At the same time, Indian diplomacy must emphasize to the world community that India will not accept the artificial parity that the West so often imposes between India find Pakistan. India is no territorial, ethnic or re­ligious creation; it is heir to a mighty, an­cient and living civilization. Pakistan is a re­cent offshoot of India, about one-seventh its size, with a poor tradition of democracy and pretensions to equality. Even in the manner in which it entered the
nuclear “club”, Pakistan displayed singular immaturity. Prime Minister Nawaz Sharif, announcing five simultaneous tests on May 28 (though there are worldwide doubts about the accuracy of this claim), spoke of having evened the score with India as if it were a cricket match! This was followed by a false claim that the tests were conducted because India and Israel were plan­ning a pre-emptive strike at its nuclear in­stallations.

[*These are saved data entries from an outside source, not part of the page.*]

Issue #3701, opened 2020-02-27
plugin/cache: Expired denial cache item obscures success cache item - repeated hits to backend / miscount of misses


huntharo:
Note: PR #3702 has the failing test case to demonstrate

**What happened**:

- A name that did not exist was requested
- The name was retrieved and entered into the denial cache
- The name was created and re-requested after the TTL on the denial cache item expired
- The name was retrieved and entered into the success cache
- Subsequent requests for the name continued to hit the backend (bypassing the cache)
- In this case the Cache Miss stat was undercounted as well:
  - No Hit was counted as the item was determined to be too stale to serve in `getIgnoreTTL` - This was correct
  - No Miss was counted as the return happened from within the negative cache block and misses are only counted if both a negative and positive item do not exist (regardless of TTL) - This was incorrect as a backend hit would be made
  - The proposed patch causes a jump in the number of Misses but it's a reporting bug fix not a change in the actual misses
  - Perhaps this logic should move up a level as it's much easier to count a miss when you know you're calling `NextOrFailure`

**What you expected to happen**:

- The 2nd+ requests should have returned from the success cache instead of hitting the backend

**How to reproduce it (as minimally and precisely as possible)**:

PR with failing test case incoming.

To reproduce in the real world:

- Enable postive / negative cache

India’s cutting edge comes with Pakistan’s exceedingly immature decision to go in for another blast on May 30, which it openly flaunt­ed as “bettering India” and acquiring superior strategic nuclear capability. Pakistan’s de­fiance of world opinion – combined with the now open Chinese support to its nuclear ar­maments programme – along with its dubious methods of acquiring nuclear know-how and materials, now make it something of a rogue state in the international community. There is now growing concern in important sections of the Western intellectual community over China’s role in nuclear proliferation which can be expected to come under closer scrutiny.

The Indian Government has wisely dis­tanced itself from the immature arms race that Pakistan is trying to provoke it into. India would do well to focus upon the intrinsic fragility of Pakistan as witnessed by the fi­nancial and national emergency imposed in the wake of the blasts. Pakistan has for var­ious reasons been a spoiled child of Western imperialism, its well-heeled elite is not used to any kind of hardship in the arduous task of nation-building and it can be expected to crumble when sanctions begin to pinch.

This brings us to the role of the army in Pakistan’s decision to go nuclear, an issue that several serious commentators have alluded to. In India, the world’s largest democracy, the army is under firm civilian control. Pakistan has more often than not been under martial law and is currently under a military hacked emergency. Foreign Minister Gohar Ayub Khan, son of the country’s first military dic­tator General Ayub Khan, has quietly with­drawn his much-publicized resignation and re­turned to India-bashing with gusto. It would be interesting to know why. It would also be pertinent to ask if the army had a hand in this.

India must also call upon the internation­al community to be alert to the danger of Pakistan escalating its drug exports in the wake of sanctions hitting its fragile economy. This would make the country more fragile in­ternally as the military and upper classes will become even more effete and corrupt. India should also ask its Western critics to stop carp­ing about its bomb in the wake of Pakistani talk of capping the Ghauri missiles with nu­clear warheads.